I mean, was it the divorce itself that was horrendous or the way your parents dealt with it?

He will change if he wants to - I doubt he does.

Twinklestein · 08/01/2014 17:20

You can't get someone else's behaviour under control though... that's entirely up to him.

Once he sees what how big commitment the process of self-change involves - financially, mentally and emotionally - he may not be keen..

Your baby doesn't understand words yet, but babies are hypersensitive, she will pick up on the emotional tension between you. It won't be long before she begins to understand words.

Rooners · 08/01/2014 17:27

Yes, you're right - he is taking away your family, your hopes and dreams.

he is a wanker. Sad

Please don't make the mistake of thinking that because he may not like himself when he is horrible to you, it is Ok, and he can change.

He can't. It would take years of serious therapy to change a mindset that is as damaged as his.

And that would be in someone who WANTED to change. He sounds like he thinks he can get away with it because each time he does it, you have stayed and this gives him permission, as it were, to up the ante. It also diminishes the respect he has for you (if there is any to begin with).

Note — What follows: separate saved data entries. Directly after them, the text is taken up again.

PR #940, opened 2026-08-18
fix: restore broken star history chart in README

FaintFlower:
The star history chart in the README is currently broken and shows nothing. The service it relied on stopped working after GitHub's stargazer API restrictions, so a fix is necessary to restore the chart.

This updates the chart to a working star history service. Only the chart is affected; any badges are left unchanged.

## Summary by CodeRabbit

- **Documentation**
  - Updated the Star History Chart image and links to use the new destination.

There are two ways to do this. Stay, and have a wasted half life treading on eggshells with a person you resent and fear in your house, and around your daughter, - or leave, and deal with him as best you can, and move on to the life you deserve - maybe with someone new, eventually, but for now, with your little girl and in a place of safety without this arsehole dragging you both down.